Халецкий подошел к аналитическим весам.

— Ох, уж эта мне суета ваша невыносимая! — Он двигал рычажок, подбрасывал в чашку противовесов крошечные треугольные гирьки. — Грубо: двадцать один и шесть десятых грамма.

Но к Шарапову я не попал: секретарша Тамара сказала, что он принимает делегацию работников полицей-президиума Берлина. Люди педантичные и пунктуальные, и, пока они выяснят подробнейшим образом все профессионально интересующие их вопросы, пройдет часа два. Я не стал дожидаться и поехал в больницу — на работу к Лыжину. За это время он, наверное, успокоился, и теперь можно будет обстоятельно расспросить его о всяких пустяках, которые для меня были куда как серьезны.

Я миновал уже знакомую мне проходную больницы, обогнул лечебный корпус, прошел через хоздвор и по памяти нашел лабораторию. Днем она выглядела еще приземистее и неказистее, чем ночью. Когда-то в этом одноэтажном кирпичном лабазе был какой-нибудь больничный склад: стены от старости были багрово-черные, будто их припалило пожаром, перекошенные рамы маленьких запыленных окон, скрипучее деревянное крыльцо. В одном из окон надсадно лопотал вытяжной вентилятор — значит, кто-то в лаборатории есть.

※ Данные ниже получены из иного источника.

PR #50, opened 2021-09-08
Add & apply linters

jwodder:


docs/openapi.yml
```diff
@@ -79,7 +79,6 @@ paths:
                   "ds_id": "6eeadb86-84be-11e6-b24c-002590f97d84",
                   "urls": ["https://datasets.datalad.org/labs/haxby/raiders/.git"]
                 }
-      responses:
```
yarikoptic, line 82: woohoo -- even caught/fixed a bug here!

yarikoptic:
This is great, thank you @jwodder !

Постучал в дверь и, не дождавшись ответа, вошел. Пронзительный, невыносимо острый запах — не то серы, не то йода — шибанул в нос. На столе в глубокой фарфоровой плошке дымилось что-то желто-серым туманом. Стоявшая ко мне спиной женщина натянула резиновые перчатки, схватила плошку и, отворачивая изо всех сил в сторону голову, бегом донесла ее до вытяжного шкафа, сунула свою зловонную ношу в его разинутое жерло, ловко, ухватисто захлопнула дверцу, сбросила на пол перчатки и повернулась ко мне.

— Сюда посторонним вход воспрещен, — сказала она сердито. — Вы что, читать не умеете?

— Только по слогам, — усмехнулся я. — Кроме того, я спросил разрешения.